PR #832, opened 2018-05-04
Fix option monoid

pakoito:
https://github.com/typelevel/cats/blob/master/kernel/src/main/scala/cats/kernel/instances/option.scala#L73-L84


modules/core/arrow-instances-core/src/main/kotlin/arrow/instances/option.kt
```diff
@@ -15,9 +15,9 @@ interface OptionSemigroupInstance<A> : Semigroup<Option<A>> {
     when (this) {
       is Some<A> -> when (b) {
         is Some<A> -> Some(SG().run { t.combine(b.t) })
-        None -> b
+        None -> this
       }
-      None -> this
+      None -> b
     }
```
pablisco: Two things, shouldn't it return just `None`?
Also, couldn't we flatten the when like:
```
when {
  this is Some<A> and b is Some<A> -> Some(SG().run { t.combine(b.t) })
  else -> empty()
}
```
Probably not for consistency, but thought worth a mention.

pakoito: It shouldn't return none because:

[1] + [] = [1]
1 + 0 = 1
1 * 1 = 1

So it's logical that

None + Some(1) = Some(1)

That's the way it's encoded in Scala too, so this was an oversight -.-

PR #2264, opened 2020-12-21
Fix typo

bfrisbie-brex:


docs/versioned_docs/version-v1.9/concepts/oauth2.mdx
```diff
@@ -184,7 +184,7 @@ Will not issue an OAuth 2.0 Refresh Token:
 
 - https://ory-hydra.example/oauth2/auth?response_type=token&...
 - https://ory-hydra.example/oauth2/auth?response_type=token+id_token&...
-- https://ory-hydra.example/oauth2/token?grant_type=client_redentials&...
+- https://ory-hydra.example/oauth2/token?grant_type=client_credentials&...
```
aeneasr, line 187: @vinckr could you add this to the root docs in another pr as well please?

aeneasr (changes requested):
Thank you for these changes! The documentation is a bit tricky at the moment as the change has to be made in two places, the file you edited and: https://github.com/ory/hydra/blob/05897d3e9f6ee1a2231eaa27b78f52ee7faf4d27/docs/docs/concepts/oauth2.mdx

bfrisbie-brex:
@aeneasr fixed in the 2nd spot too; thanks for pointing that out.

aeneasr:
Awesome 🎉 

PR #2349, opened 2021-02-09
fix: Revert mode default and maximum values

arunas-ka:
I made a mistake in previous pull request, these socket mode values are in decimal, not octal format. Sorry.


aeneasr:
All good!

Issue #2338, opened 2021-02-04
Improve error message for SQL connection failure


nyvelius:
The `msg` when failing to connect to a SQL database could be improved. The `error` accurately informs us that the connection was refused, but the message is currently misleading.

Example:
```
time=2021-02-04T14:07:38Z 
level=fatal 
msg=Could not ensure that signing keys for "hydra.openid.id-token" exists. If you are running against a persistent SQL database this is most likely because your "secrets.system" ("SECRETS_SYSTEM" environment variable) is not set or changed. When running with an SQL database backend you need to make sure that the secret is set and stays the same, unless when doing key rotation. This may also happen when you forget to run "hydra migrate sql".. 
audience=application 
error=map[message:failed to connect to `host=IP user=USER database=DB`: dial error (dial tcp IP:5432: connect: connection refused)] service_name=ORY Hydra service_version=v1.9.2
```

aeneasr:
Contributions welcomed!

lukestoward:
^ I've had a go at categorising the error to avoid the misleading message. This is very generalised though and is only a small QoL improvement.

PR #2367, opened 2021-02-20
fix: Add network specific error message to avoid confusion

lukestoward:
## Related issue

#2338

## Proposed changes

In the event of a general network error, avoid logging a misleading/confusing message.

## Checklist

      the changes.
      works.

### DIFF
--- a/driver/registry_base.go
+++ b/driver/registry_base.go
@@ -2,6 +2,8 @@ package driver
 
 import (
 	"context"
+	"errors"
+	"net"
 	"net/http"
 	"strings"
 	"time"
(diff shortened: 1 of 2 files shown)


driver/registry_base.go
```diff
@@ -316,6 +318,11 @@ func (m *RegistryBase) ScopeStrategy() fosite.ScopeStrategy {
 
 func (m *RegistryBase) newKeyStrategy(key string) (s jwk.JWTStrategy) {
 	if err := jwk.EnsureAsymmetricKeypairExists(context.Background(), m.r, new(jwk.RS256Generator), key); err != nil {
+		var netError net.Error
+		if errors.As(err, &netError) {
```
aeneasr, line 322: Shouldn't this be `**netError`?

aeneasr (commented):

driver/registry_base.go
lukestoward: In this case I don't believe so, as `net.Error` is an interface. It worked when I tested it locally.

aeneasr: Right, that makes sense! Maybe we could add a small test to ensure we don't regress on this in future iterations?

lukestoward: Sure, I'll see what I can do.

aeneasr: Awesome, thank you!

lukestoward: @aeneasr i'm having trouble writing tests for this due to the fact that we call `.Fatalf` as part of the error logging, which inevitably leads to `os.Exit(1)`. Do have any advice/examples on how I might write tests for this? Thanks.

aeneasr: It's ok, you can call return explicitly here!

aeneasr (approved):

┄┄┄┄┄┄

Work order: Would you copy out exactly the lines from the one holding "In the event" through the end of the entries above, both ends included?

Answer space:
In the event of a general network error, avoid logging a misleading/confusing message.

## Checklist

      the changes.
      works.

### DIFF
--- a/driver/registry_base.go
+++ b/driver/registry_base.go
@@ -2,6 +2,8 @@ package driver
 
 import (
 	"context"
+	"errors"
+	"net"
 	"net/http"
 	"strings"
 	"time"
(diff shortened: 1 of 2 files shown)


driver/registry_base.go
```diff
@@ -316,6 +318,11 @@ func (m *RegistryBase) ScopeStrategy() fosite.ScopeStrategy {
 
 func (m *RegistryBase) newKeyStrategy(key string) (s jwk.JWTStrategy) {
 	if err := jwk.EnsureAsymmetricKeypairExists(context.Background(), m.r, new(jwk.RS256Generator), key); err != nil {
+		var netError net.Error
+		if errors.As(err, &netError) {
```
aeneasr, line 322: Shouldn't this be `**netError`?

aeneasr (commented):

driver/registry_base.go
lukestoward: In this case I don't believe so, as `net.Error` is an interface. It worked when I tested it locally.

aeneasr: Right, that makes sense! Maybe we could add a small test to ensure we don't regress on this in future iterations?

lukestoward: Sure, I'll see what I can do.

aeneasr: Awesome, thank you!

lukestoward: @aeneasr i'm having trouble writing tests for this due to the fact that we call `.Fatalf` as part of the error logging, which inevitably leads to `os.Exit(1)`. Do have any advice/examples on how I might write tests for this? Thanks.

aeneasr: It's ok, you can call return explicitly here!

aeneasr (approved):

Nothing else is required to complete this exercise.